**HOW TO COMPLETE THIS TASK:** Pick out all lines with the word "display" from the records that follow.

**Stored items:**
BEGIN

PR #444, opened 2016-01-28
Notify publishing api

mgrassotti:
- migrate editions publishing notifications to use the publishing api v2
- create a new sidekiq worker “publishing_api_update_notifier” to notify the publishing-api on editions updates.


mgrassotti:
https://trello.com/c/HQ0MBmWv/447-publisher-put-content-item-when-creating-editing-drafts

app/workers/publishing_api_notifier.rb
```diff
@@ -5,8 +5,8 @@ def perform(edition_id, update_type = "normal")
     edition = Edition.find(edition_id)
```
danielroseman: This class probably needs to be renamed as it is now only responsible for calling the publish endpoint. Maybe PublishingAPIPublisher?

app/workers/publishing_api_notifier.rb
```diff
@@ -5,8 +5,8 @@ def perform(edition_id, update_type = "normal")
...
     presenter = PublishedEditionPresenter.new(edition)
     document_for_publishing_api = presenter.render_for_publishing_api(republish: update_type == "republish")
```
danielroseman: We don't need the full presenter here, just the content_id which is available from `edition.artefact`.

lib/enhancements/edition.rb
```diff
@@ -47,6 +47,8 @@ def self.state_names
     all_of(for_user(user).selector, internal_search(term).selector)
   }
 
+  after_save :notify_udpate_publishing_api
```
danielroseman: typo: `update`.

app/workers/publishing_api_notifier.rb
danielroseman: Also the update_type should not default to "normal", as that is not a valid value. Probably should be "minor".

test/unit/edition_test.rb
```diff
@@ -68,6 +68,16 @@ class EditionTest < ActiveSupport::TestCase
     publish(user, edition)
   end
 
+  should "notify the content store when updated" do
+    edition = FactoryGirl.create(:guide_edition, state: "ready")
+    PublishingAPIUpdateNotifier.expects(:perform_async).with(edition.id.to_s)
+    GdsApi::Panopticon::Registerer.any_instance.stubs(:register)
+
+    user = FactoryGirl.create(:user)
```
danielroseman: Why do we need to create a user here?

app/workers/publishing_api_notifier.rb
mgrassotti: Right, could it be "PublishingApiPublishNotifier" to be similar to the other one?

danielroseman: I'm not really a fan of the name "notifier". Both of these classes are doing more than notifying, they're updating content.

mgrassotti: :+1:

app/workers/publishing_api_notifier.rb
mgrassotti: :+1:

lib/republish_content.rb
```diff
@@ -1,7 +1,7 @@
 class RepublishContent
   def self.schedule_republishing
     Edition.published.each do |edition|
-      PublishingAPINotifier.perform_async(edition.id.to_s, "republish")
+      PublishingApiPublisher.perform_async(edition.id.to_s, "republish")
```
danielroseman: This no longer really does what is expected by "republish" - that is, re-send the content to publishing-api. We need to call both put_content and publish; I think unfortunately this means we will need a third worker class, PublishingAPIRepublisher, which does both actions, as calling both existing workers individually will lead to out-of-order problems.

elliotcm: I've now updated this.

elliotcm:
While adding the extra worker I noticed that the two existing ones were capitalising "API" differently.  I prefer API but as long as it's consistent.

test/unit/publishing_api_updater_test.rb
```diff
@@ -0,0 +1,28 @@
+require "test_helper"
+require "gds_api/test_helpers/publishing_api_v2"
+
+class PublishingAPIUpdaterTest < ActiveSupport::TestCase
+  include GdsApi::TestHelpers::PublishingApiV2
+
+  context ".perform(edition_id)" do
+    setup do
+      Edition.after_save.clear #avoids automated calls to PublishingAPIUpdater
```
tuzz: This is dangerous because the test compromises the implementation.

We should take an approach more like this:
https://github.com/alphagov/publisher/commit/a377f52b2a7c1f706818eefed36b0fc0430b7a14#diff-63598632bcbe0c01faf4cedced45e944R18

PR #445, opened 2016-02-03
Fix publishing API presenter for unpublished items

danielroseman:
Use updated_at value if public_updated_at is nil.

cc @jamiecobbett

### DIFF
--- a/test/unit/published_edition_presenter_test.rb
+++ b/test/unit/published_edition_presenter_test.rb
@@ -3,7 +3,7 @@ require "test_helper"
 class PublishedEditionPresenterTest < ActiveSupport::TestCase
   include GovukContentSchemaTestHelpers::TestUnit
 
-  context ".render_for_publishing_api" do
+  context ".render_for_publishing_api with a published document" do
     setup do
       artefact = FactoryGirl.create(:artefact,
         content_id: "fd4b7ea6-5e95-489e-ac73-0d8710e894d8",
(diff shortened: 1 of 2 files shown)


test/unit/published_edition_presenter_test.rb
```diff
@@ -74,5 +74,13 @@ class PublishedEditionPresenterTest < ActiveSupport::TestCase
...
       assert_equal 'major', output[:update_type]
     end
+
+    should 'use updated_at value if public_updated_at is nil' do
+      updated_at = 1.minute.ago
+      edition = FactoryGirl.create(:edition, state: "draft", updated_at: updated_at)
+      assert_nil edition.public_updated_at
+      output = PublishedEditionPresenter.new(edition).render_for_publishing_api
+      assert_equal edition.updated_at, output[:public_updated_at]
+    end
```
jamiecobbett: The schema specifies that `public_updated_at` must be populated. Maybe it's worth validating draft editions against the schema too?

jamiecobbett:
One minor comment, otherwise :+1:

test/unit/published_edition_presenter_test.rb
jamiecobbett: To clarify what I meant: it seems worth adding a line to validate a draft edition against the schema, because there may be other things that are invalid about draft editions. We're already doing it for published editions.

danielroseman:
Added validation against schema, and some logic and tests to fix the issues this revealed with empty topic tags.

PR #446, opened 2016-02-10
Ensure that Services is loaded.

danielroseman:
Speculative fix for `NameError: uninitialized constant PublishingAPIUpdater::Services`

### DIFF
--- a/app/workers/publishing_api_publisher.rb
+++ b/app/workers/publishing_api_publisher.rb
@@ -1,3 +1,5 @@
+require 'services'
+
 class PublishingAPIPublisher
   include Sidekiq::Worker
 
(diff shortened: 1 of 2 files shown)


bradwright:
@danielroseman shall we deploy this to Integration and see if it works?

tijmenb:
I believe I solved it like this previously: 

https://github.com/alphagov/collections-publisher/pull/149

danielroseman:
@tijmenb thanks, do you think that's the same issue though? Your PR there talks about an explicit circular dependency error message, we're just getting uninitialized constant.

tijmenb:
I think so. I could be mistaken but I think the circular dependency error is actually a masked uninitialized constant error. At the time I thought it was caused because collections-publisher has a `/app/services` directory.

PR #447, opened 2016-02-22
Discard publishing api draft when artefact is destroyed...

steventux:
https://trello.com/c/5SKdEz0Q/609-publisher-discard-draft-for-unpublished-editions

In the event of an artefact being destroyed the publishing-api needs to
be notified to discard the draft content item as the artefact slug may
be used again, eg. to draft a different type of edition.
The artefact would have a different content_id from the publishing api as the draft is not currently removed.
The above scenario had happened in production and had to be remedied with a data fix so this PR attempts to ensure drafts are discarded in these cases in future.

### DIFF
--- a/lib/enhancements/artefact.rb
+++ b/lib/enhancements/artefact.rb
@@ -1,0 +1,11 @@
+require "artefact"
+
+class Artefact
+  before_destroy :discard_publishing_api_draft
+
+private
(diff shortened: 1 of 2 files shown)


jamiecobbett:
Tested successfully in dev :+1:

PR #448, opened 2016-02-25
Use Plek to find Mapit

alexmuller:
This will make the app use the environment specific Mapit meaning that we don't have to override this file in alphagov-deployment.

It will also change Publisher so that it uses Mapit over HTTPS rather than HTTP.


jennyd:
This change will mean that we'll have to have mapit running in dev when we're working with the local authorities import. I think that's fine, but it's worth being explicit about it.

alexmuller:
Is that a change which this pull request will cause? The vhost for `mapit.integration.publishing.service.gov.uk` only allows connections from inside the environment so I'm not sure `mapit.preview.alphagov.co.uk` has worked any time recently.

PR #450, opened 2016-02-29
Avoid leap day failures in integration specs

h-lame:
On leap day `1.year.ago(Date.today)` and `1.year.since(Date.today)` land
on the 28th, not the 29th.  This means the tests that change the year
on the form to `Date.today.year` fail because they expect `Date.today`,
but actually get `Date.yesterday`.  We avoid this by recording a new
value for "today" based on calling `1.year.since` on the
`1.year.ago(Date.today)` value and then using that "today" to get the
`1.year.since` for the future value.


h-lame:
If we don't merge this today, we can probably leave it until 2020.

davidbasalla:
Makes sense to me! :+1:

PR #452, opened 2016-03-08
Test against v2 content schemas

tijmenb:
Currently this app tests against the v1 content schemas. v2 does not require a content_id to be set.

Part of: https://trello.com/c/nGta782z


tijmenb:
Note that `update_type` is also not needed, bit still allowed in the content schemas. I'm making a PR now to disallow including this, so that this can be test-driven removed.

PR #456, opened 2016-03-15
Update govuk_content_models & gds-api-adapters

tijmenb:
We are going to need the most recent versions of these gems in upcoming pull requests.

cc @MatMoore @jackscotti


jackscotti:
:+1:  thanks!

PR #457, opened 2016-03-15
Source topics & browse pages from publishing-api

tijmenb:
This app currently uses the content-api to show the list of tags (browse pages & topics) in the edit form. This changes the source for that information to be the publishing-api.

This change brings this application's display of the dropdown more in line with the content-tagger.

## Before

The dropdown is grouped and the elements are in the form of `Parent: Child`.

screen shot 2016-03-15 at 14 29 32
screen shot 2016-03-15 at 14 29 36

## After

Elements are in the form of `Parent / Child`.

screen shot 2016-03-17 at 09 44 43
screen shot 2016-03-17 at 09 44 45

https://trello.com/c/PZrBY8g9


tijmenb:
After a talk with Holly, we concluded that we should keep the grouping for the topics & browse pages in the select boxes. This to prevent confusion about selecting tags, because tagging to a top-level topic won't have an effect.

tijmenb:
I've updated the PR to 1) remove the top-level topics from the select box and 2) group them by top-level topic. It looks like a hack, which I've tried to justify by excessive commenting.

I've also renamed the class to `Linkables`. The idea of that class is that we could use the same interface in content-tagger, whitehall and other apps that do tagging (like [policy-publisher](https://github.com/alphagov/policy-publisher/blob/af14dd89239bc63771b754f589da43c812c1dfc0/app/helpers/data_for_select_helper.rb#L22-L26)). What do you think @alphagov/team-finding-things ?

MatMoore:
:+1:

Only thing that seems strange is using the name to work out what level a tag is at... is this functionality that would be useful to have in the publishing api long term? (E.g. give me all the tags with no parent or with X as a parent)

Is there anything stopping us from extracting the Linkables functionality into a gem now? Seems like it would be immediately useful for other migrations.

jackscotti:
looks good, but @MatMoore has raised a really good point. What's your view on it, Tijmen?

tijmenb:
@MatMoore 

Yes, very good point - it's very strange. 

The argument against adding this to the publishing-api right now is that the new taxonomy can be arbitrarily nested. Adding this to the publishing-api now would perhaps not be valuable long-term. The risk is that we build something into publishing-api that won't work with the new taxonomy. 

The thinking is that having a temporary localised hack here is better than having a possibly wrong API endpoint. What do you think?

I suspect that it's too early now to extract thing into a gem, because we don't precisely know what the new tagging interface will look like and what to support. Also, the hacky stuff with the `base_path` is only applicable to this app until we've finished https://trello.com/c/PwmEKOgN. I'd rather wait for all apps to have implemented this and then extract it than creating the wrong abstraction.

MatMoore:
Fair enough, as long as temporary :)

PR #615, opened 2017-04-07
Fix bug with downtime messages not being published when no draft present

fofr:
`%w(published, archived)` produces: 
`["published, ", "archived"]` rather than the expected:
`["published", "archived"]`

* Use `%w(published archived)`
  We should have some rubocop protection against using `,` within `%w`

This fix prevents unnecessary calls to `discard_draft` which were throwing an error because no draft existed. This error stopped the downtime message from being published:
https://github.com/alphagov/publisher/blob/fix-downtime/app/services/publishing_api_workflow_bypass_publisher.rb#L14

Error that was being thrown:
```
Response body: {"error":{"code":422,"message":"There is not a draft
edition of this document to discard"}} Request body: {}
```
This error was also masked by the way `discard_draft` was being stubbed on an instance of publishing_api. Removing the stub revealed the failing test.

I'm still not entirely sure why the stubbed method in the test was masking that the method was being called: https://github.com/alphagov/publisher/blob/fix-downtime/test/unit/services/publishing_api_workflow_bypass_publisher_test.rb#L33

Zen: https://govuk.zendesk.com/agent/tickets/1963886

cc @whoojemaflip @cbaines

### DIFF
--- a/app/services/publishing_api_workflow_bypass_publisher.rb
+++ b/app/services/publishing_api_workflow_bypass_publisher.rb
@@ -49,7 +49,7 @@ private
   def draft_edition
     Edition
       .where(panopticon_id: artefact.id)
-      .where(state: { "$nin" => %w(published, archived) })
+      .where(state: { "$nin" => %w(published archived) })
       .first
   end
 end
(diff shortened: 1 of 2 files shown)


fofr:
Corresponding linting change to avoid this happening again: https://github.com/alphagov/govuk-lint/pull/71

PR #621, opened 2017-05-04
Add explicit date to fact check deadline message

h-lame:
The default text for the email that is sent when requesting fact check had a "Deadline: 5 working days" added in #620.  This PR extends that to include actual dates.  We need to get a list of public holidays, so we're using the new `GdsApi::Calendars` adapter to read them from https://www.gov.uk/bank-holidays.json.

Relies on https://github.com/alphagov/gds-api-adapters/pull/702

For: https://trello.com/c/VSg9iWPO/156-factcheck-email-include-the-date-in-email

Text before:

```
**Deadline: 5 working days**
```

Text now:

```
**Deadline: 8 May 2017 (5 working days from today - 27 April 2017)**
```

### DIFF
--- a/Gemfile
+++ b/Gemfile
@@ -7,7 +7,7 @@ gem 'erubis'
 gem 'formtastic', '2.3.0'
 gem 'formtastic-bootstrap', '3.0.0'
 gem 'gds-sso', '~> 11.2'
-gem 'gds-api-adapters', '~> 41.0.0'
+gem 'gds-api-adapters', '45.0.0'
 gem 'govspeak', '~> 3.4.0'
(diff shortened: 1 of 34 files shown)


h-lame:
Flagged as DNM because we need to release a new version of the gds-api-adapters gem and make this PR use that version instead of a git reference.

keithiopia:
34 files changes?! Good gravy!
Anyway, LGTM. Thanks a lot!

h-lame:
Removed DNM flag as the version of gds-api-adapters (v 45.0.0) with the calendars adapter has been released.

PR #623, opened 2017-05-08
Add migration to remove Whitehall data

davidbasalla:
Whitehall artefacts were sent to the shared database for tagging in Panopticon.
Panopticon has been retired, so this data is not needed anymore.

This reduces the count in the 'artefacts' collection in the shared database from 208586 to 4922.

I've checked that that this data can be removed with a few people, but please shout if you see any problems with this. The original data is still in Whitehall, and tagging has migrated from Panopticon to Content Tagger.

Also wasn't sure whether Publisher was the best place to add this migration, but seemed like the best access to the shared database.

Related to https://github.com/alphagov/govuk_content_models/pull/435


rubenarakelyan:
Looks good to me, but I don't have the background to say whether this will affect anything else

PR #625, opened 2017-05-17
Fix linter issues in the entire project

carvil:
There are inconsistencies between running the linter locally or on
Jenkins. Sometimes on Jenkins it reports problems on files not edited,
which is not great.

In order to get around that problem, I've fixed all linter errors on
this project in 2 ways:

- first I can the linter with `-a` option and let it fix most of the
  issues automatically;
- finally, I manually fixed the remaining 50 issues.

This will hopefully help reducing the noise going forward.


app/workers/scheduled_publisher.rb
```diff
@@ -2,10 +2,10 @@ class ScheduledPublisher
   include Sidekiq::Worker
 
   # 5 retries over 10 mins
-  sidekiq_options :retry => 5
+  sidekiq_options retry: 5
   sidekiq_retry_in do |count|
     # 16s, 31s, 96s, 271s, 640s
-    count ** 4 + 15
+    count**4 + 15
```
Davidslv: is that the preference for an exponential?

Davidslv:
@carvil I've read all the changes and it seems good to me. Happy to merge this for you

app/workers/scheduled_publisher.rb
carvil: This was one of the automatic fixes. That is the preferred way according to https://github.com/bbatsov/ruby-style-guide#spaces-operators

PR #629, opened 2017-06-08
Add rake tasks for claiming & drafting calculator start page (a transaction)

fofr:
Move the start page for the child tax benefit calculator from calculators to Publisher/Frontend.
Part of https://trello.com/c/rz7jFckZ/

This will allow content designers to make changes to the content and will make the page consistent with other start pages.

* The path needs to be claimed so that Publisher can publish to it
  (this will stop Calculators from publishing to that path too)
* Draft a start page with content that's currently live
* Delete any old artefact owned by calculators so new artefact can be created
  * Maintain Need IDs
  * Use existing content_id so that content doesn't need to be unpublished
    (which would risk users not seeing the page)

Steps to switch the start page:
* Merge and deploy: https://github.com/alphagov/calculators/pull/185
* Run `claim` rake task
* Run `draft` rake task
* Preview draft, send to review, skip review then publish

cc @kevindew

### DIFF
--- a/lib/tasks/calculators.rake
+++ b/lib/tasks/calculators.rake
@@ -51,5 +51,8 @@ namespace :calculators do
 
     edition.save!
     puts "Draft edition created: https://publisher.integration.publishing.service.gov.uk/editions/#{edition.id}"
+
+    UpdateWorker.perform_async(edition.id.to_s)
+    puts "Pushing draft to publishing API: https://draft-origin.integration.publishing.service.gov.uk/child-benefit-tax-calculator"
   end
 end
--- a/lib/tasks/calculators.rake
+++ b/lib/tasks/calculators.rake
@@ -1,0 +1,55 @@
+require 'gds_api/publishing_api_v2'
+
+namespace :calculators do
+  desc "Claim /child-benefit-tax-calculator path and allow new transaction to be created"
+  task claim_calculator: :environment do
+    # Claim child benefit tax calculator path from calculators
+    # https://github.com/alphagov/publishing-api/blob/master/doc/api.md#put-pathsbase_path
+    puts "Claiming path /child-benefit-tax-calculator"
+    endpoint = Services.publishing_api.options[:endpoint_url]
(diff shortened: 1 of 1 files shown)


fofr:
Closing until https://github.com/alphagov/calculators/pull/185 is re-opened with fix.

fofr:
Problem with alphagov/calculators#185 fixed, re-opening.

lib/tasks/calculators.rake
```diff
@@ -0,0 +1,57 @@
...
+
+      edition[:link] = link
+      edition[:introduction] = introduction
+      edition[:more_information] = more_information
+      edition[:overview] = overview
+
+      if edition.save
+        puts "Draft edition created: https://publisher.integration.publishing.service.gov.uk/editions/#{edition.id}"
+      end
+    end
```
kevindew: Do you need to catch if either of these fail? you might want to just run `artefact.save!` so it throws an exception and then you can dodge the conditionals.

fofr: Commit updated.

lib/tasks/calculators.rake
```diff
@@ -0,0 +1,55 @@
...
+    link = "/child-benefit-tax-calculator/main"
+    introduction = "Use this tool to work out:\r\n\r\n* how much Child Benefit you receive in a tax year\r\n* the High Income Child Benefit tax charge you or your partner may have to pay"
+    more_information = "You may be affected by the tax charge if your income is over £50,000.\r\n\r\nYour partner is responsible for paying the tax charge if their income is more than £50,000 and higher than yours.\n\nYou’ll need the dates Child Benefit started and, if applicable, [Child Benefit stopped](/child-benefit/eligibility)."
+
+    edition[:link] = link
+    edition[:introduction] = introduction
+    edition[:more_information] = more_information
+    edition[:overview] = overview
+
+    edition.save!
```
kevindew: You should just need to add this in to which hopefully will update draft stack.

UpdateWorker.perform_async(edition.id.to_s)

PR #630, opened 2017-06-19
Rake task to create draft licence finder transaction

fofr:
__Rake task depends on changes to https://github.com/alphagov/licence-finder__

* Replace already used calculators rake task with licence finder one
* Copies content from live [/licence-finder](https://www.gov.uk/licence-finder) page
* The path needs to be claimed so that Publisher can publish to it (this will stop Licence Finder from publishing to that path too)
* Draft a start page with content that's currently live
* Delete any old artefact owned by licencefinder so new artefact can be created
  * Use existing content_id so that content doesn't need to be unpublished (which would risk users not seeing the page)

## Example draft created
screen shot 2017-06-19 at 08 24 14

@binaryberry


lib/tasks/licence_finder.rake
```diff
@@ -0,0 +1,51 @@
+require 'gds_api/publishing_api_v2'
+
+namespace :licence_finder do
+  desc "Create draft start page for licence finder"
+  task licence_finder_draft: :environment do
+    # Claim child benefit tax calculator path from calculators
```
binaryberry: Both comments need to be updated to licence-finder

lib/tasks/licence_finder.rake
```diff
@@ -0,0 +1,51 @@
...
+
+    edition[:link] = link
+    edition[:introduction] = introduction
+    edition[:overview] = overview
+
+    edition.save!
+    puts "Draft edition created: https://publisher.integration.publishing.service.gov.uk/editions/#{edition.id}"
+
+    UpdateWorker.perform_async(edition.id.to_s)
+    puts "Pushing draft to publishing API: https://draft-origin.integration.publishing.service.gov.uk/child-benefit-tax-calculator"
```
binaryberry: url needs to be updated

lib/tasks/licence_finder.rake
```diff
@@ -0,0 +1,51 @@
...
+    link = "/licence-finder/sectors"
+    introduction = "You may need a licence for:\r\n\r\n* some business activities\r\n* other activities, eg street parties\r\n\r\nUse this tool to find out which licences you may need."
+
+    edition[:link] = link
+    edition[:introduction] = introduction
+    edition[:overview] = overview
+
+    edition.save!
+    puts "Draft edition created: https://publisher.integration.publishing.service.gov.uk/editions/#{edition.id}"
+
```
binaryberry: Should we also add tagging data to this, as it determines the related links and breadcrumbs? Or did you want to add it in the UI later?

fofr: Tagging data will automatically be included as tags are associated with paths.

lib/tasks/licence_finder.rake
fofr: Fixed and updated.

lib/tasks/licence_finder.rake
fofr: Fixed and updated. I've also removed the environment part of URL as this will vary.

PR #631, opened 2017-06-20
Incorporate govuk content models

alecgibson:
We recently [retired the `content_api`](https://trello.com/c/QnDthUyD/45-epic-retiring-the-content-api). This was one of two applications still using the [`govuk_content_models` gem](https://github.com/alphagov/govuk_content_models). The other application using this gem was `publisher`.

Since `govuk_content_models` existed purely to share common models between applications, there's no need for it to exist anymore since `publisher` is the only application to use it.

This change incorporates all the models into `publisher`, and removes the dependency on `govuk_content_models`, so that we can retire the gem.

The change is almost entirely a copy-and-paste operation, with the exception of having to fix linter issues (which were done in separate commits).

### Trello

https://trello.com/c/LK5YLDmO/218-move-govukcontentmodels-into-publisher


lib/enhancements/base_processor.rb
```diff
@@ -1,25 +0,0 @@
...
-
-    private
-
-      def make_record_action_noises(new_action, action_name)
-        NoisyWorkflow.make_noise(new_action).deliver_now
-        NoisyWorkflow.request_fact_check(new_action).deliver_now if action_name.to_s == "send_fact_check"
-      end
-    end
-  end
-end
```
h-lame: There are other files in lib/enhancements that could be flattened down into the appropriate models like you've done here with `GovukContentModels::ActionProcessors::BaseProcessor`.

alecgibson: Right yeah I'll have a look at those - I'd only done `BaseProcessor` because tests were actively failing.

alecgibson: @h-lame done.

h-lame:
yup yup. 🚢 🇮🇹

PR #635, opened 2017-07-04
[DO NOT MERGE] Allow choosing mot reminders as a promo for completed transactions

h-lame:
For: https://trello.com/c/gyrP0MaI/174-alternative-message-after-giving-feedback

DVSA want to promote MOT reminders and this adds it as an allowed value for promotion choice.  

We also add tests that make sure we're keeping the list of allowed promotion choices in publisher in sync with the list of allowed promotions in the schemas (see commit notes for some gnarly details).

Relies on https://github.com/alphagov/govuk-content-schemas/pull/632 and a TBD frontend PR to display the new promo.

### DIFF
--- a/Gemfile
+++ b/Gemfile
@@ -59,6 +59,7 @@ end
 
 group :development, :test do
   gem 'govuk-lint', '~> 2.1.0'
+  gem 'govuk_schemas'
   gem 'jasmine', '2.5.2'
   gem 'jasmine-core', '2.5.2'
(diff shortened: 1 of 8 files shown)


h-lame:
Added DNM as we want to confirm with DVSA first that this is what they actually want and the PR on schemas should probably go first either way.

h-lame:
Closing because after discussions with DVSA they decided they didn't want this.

END

**ANSWER TO THE PROBLEM:**
This change brings this application's display of the dropdown more in line with the content-tagger.
Relies on https://github.com/alphagov/govuk-content-schemas/pull/632 and a TBD frontend PR to display the new promo.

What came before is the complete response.